TensorFlow Type Stubs
types-tensorflow is a type stub package providing static type annotations for the TensorFlow library. Maintained as part of the `typeshed` project, it enables type checkers like MyPy and Pyright to analyze code using TensorFlow, improving code quality and developer tooling. This package aims to provide accurate annotations for specific TensorFlow minor versions (e.g., `~=2.18.0`). It follows a frequent release cadence, with minor and patch versions released regularly to keep pace with TensorFlow updates.
Warnings
- gotcha The `types-tensorflow` package is marked as 'partial'. Type checkers, such as Pyright, often assume that if type stubs are present, they are authoritative for that module. This can lead to a lack of autocompletion or type information for parts of the TensorFlow API that are not yet covered by the stubs, rather than falling back to runtime introspection.
- breaking The `types-tensorflow` package aims to provide accurate annotations for specific TensorFlow minor versions (e.g., `tensorflow~=2.18.0`). Mismatches between the installed `types-tensorflow` version and your actual `tensorflow` runtime version can lead to incorrect or misleading type checking results, including false positives or missed errors.
- gotcha TensorFlow's API relies heavily on dynamic method definitions, decorator magic, and internal re-exports (e.g., classes defined internally but exposed publicly via different paths). This complexity can make generating perfect type stubs challenging, potentially leading to situations where type checkers might produce false positives or fail to catch actual errors due to the discrepancies between the stub's static view and TensorFlow's runtime behavior.
- breaking While `types-tensorflow` explicitly requires Python `>=3.10`, the underlying `tensorflow` library also has its own Python version compatibility requirements. For instance, TensorFlow 2.21 removed support for Python 3.9. Ensure that your Python environment satisfies the requirements of *both* `types-tensorflow` and the specific version of `tensorflow` you intend to use.
Install
-
pip install types-tensorflow -
pip install tensorflow
Imports
- tf
import tensorflow as tf
Quickstart
import tensorflow as tf
def create_and_add_constants(val1: int, val2: int) -> tf.Tensor:
"""Creates two constant tensors from ints and adds them."""

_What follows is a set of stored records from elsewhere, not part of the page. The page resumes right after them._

PR #4906, opened 2020-07-04
Fix some things with regards to the sector map

### LINKED ISSUE #4353: Do not "lock" camera when searching with coordinates in the Sector View
Thanks a lot @fluffyfreak for #4341 . :)
Though I just have a minor complaint.

### Observed behaviour
When moving the SectorView camera by entering coordinates to the search field, the camera position gets "locked" to the coordinates and you can't move it. I think it might be caused by the camera position being updated every frame. If you delete the coordinates in the search field the camera "unlocks" and you are free to move again.

But, while deleting (or writing) coordinates, if the z coordinate has more than one digits, the camera parses every string and bounces around trying to go everywhere you write. 

For example, if you want to go to (11, -5, -28), the camera first goes to (11, -5, -2) and then bounces to (11, -5, -28). Same while deleting.

### Preferable fix
Only try to move the camera ONCE when 'Enter' is pressed. It seemed to work pretty well before.

Latest master, Windows 10 Enterprise

### LINKED ISSUE #4667: Sector Map: Auto Route button crashes game when no hyperdrive fitted
### Observed behaviour
With a ship that is not fitted with a hyperdrive, pressing the "Auto Route" button on the sector map results in a game crash:

image

### Expected behaviour

That the game doesn't crash 😄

tensor1 = tf.constant(val1, dtype=tf.int32)
tensor2 = tf.constant(val2, dtype=tf.int32)
return tf.add(tensor1, tensor2)
def concatenate_tensors(tensors: list[tf.Tensor]) -> tf.Tensor:
"""Concatenates a list of tensors along axis 0."""
return tf.concat(tensors, axis=0)
if __name__ == "__main__":
# Example 1: Basic addition with type hints
sum_result = create_and_add_constants(10, 20)
print(f"Sum result (numpy value): {sum_result.numpy()}")
# Example 2: Concatenation with explicit type hints
tensor_a = tf.constant([1.0, 2.0], dtype=tf.float32)
tensor_b = tf.constant([3.0, 4.0], dtype=tf.float32)
combined_tensors = concatenate_tensors([tensor_a, tensor_b])
print(f"Concatenated tensors (numpy value): {combined_tensors.numpy()}")
# To run type checking:
# 1. Save this code as `tf_example.py`.
# 2. Install a type checker (e.g., `pip install mypy`).
# 3. Run `mypy tf_example.py` in your terminal.
# Expected output: Success (no errors) if code is correctly typed.